Stored dataset items

>>>

PR #164, opened 2016-09-07
Added default 'db' configuration

weierophinney:
Defines a default adapter using an in-memory SQLite database. This is done to prevent failurs when adding zend-db to an application that retrieves the adapter via the container:

``` php
$container->get(\Zend\Db\Adapter\AdapterInterface::class)
```

This was observed when adding ZendDeveloperTools to a ZF3 application while also installing zend-db, but without first configuring zend-db.

Reported at zendframework/tutorials#57

### DIFF
--- a/src/ConfigProvider.php
+++ b/src/ConfigProvider.php
@@ -17,6 +17,7 @@ class ConfigProvider
     public function __invoke()
     {
         return [
+            'db'           => $this->getDefaultDbConfig(),
             'dependencies' => $this->getDependencyConfig(),
         ];
     }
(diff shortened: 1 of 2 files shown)


DragonBe:
When applying this patch the issue is resolved, so good choice.

I need to see if it's not causing issues when you're running this on a PHP installation without the sqlite extension. I think a **Required Prerequisites** section in the documentation could include it.

Or we can make the documentation adjust to the fact that when you install the Zend Toolbar to include the configuration.

samsonasik:
there is a PR at https://github.com/zendframework/ZendDeveloperTools/pull/218 to never call `$sm->get('Zend\Db\Adapter\AdapterInterface')` when 'db' index is undefined.

ezimuel:
@weierophinney is this PR still relevant?

DragonBe:
Not sure @ezimuel, the instances I've installed since the update after this bug was reported didn't have the issue. If necessary I can create a lab project to see if it's still relevant.

ezimuel:
@DragonBe yes, please. Thanks!

ezimuel:
@DragonBe, @weierophinney the PR https://github.com/zendframework/ZendDeveloperTools/pull/218 fixed the issue. I'm closing this PR.

PR #168, opened 2016-09-17
PhpDoc fixes

Koopzington:
Discovered some missing PhpDoc params, a param that didn't even exist and made sure PhpDoc reflects the method signature in AdapterAbstractServiceFactory


ezimuel:
@Koopzington thanks for your contribution!

Issue #1686, opened 2022-01-27
Variable Expansion: ScriptProperty ToStrings are slow to perform


JustinGrote:
![image](https://user-images.githubusercontent.com/15258962/151281274-b443b5f7-c8f3-47e4-abf4-298a17384a98.png)

Per @SeeminglyScience it's probably because the ToString is trying to marshal to the pipeline thread and deadlocking.

JustinGrote:
Looks like it doesn't happen unless $this is involved (this probably gets translated into something that doesn't require the pipeline to execute)
![image](https://user-images.githubusercontent.com/15258962/151477226-ba3fdf3d-d9af-47ac-8bb5-45e012999d76.png)

JustinGrote:
Narrowed it down to this loop for enumerables that is "slow", I'll dig deeper into `VariableDetails` later.
https://github.com/PowerShell/PowerShellEditorServices/blob/624fe30eda7b7dc918978e238a59b26b81a40dc7/src/PowerShellEditorServices/Services/DebugAdapter/Debugging/VariableDetails.cs#L338-L344

SeeminglyScience:
> @SeeminglyScience looks like it's not hard-hanging, just a performance issue. Could this have to do with the marshaling still?

Yep!

In certain circumstances (like this one) it will timeout after 250ms and then just invoke it anyway from a different thread (while still targeting the same runspace) potentially causing state corruption. So I'd say that still perfectly explains it and potentially makes it a little bit more scary.

JustinGrote:
Here's the culprit: 
https://github.com/PowerShell/PowerShellEditorServices/blob/624fe30eda7b7dc918978e238a59b26b81a40dc7/src/PowerShellEditorServices/Services/DebugAdapter/Debugging/VariableDetails.cs#L198

If you set it to null instead of `SafeToString()`, everything is fast again.

JustinGrote:
More specifically:
https://github.com/PowerShell/PowerShellEditorServices/blob/3274c230cc6675859d5c89d6c176219c2c9430f7/src/PowerShellEditorServices/Utility/Extensions.cs#L25

@SeeminglyScience how would I get this obj.ToString() method on the correct pipe? It does feel like about a 250ms delay on each invocation.

JustinGrote:
Adding @SeeminglyScience as I've hit my limits on figuring this out for now :)

andschwa:
And fixed, with your test too!

PR #1688, opened 2022-01-30
WIP: Marshal Script-based ToString to PS Execution Pipeline for Performance

JustinGrote:
#1686

### DIFF
--- a/src/PowerShellEditorServices/Services/DebugAdapter/DebugService.cs
+++ b/src/PowerShellEditorServices/Services/DebugAdapter/DebugService.cs
@@ -7,6 +7,7 @@ using System.Collections.Generic;
 using System.Linq;
 using System.Management.Automation;
 using System.Management.Automation.Language;
+using System.Management.Automation.Runspaces;
 using System.Reflection;
 using System.Threading;
 using System.Threading.Tasks;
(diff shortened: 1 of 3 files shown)


src/PowerShellEditorServices/Services/DebugAdapter/DebugService.cs
```diff
@@ -263,7 +264,30 @@ public VariableDetailsBase[] GetVariables(int variableReferenceId)
...
+                    // to run on the pipeline thread to avoid retry timeouts
+                    // TODO: Cancellation Token Maybe?
+                    // TODO: Maybe pass
+                    childVariables = _psesHost.InvokeDelegate<VariableDetailsBase[]>
+                    (
+                        representation: "GetChildren",
+                        ExecutionOptions.Default,
+                        (_) =>
+                        {
+                            var existingRunspace = Runspace.DefaultRunspace;
```
andschwa, line 277: I'm just curious why you need to save, change, and then reset the runspace?

JustinGrote: @SeeminglyScience can comment but I think it's just a safety/idempotency thing, in all likelihood it's the same runspace so this basically doesn't do anything.

andschwa: Hm, if that's something we need to do perhaps we should do it in a wrapper? Like, where/when else might we have to do something like that?

And if we're not sure that we _have_ to do it, I'd rather leave a TODO for now so if we encounter a bug we fix it later.

SeeminglyScience: Yeah that was a troubleshooting step that didn't do anything right? If so that can be removed for sure.

andschwa:
@JustinGrote was this something you're still working on?

JustinGrote:
@andschwa I think I may abandon this PR in favor of the lazy variable inititialization if it is a scriptproperty like Typescript does it, seems like the better way to go.

andschwa:
Hey, sounds good, I think that's the way to go too.

andschwa:
Going to close this out as I did practically the same thing in https://github.com/PowerShell/PowerShellEditorServices/pull/1975.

<<<

> What to work on
Each line above with the word "fixed" needs to be copied.

> Completed task
@DragonBe, @weierophinney the PR https://github.com/zendframework/ZendDeveloperTools/pull/218 fixed the issue. I'm closing this PR.
And fixed, with your test too!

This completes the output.